*** Block opens ***

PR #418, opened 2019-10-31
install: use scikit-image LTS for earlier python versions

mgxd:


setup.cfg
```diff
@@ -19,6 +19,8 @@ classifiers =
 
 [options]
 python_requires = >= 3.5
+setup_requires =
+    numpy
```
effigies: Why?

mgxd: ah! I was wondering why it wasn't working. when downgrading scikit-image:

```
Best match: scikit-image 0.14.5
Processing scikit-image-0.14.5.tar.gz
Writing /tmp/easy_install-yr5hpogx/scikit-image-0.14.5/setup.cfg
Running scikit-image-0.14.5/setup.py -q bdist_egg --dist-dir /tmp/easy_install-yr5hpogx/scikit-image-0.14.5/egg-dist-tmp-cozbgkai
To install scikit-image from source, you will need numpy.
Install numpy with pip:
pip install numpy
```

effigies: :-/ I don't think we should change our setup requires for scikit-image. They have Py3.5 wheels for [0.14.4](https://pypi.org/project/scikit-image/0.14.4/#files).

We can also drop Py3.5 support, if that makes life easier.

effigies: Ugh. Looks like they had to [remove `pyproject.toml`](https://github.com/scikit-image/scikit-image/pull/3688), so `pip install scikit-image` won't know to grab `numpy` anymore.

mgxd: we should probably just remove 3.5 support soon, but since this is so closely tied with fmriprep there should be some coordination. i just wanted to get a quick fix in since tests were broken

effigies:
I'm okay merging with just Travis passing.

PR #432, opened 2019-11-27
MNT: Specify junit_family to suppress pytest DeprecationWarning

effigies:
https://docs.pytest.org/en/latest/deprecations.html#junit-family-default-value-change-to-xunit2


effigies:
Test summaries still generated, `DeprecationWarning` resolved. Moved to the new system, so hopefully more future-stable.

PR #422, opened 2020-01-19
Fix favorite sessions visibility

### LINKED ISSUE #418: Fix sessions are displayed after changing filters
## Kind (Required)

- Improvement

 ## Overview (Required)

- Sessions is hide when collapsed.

*** Block closes ***
*** Block opens ***

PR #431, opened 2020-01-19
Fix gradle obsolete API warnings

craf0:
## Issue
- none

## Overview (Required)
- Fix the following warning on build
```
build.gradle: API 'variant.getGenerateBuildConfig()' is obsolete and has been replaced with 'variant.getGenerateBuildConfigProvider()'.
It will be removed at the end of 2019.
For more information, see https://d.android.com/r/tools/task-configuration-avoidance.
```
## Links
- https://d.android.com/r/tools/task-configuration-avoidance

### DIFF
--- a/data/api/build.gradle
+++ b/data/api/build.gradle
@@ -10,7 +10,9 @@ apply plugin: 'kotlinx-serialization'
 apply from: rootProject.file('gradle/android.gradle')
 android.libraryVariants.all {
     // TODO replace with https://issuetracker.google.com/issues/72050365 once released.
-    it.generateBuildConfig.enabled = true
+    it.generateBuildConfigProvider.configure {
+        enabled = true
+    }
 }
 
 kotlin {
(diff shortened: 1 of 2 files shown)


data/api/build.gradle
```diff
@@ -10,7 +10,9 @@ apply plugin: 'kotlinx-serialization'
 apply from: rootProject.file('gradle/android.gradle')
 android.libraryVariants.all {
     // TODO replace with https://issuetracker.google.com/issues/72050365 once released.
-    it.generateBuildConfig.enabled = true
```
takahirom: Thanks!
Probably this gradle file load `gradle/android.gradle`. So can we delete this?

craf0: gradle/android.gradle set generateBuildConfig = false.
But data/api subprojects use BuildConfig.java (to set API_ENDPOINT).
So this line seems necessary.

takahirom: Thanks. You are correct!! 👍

*** Block closes ***
*** Block opens ***

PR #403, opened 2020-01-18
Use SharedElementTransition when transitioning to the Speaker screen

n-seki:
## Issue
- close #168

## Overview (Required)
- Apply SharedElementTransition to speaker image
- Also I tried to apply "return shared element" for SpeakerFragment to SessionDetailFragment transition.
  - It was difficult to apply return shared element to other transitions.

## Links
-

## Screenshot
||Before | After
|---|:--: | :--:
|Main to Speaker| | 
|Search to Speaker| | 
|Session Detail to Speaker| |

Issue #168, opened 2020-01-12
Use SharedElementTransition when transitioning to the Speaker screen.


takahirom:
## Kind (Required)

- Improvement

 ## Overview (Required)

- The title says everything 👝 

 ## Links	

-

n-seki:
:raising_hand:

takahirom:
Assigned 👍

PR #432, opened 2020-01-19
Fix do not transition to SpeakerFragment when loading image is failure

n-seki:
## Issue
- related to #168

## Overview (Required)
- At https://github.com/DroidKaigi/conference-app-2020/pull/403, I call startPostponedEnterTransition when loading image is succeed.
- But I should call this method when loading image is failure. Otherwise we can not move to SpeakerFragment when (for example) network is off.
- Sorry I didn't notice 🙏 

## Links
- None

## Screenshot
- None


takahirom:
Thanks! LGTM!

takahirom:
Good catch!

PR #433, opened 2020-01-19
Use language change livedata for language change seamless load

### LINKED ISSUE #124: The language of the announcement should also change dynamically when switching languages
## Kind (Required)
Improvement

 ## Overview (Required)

*** Block closes ***

▶ _Work task_
Please go through the entries and show every line with the word "obsolete".

▶ _Response_
Fix gradle obsolete API warnings
build.gradle: API 'variant.getGenerateBuildConfig()' is obsolete and has been replaced with 'variant.getGenerateBuildConfigProvider()'.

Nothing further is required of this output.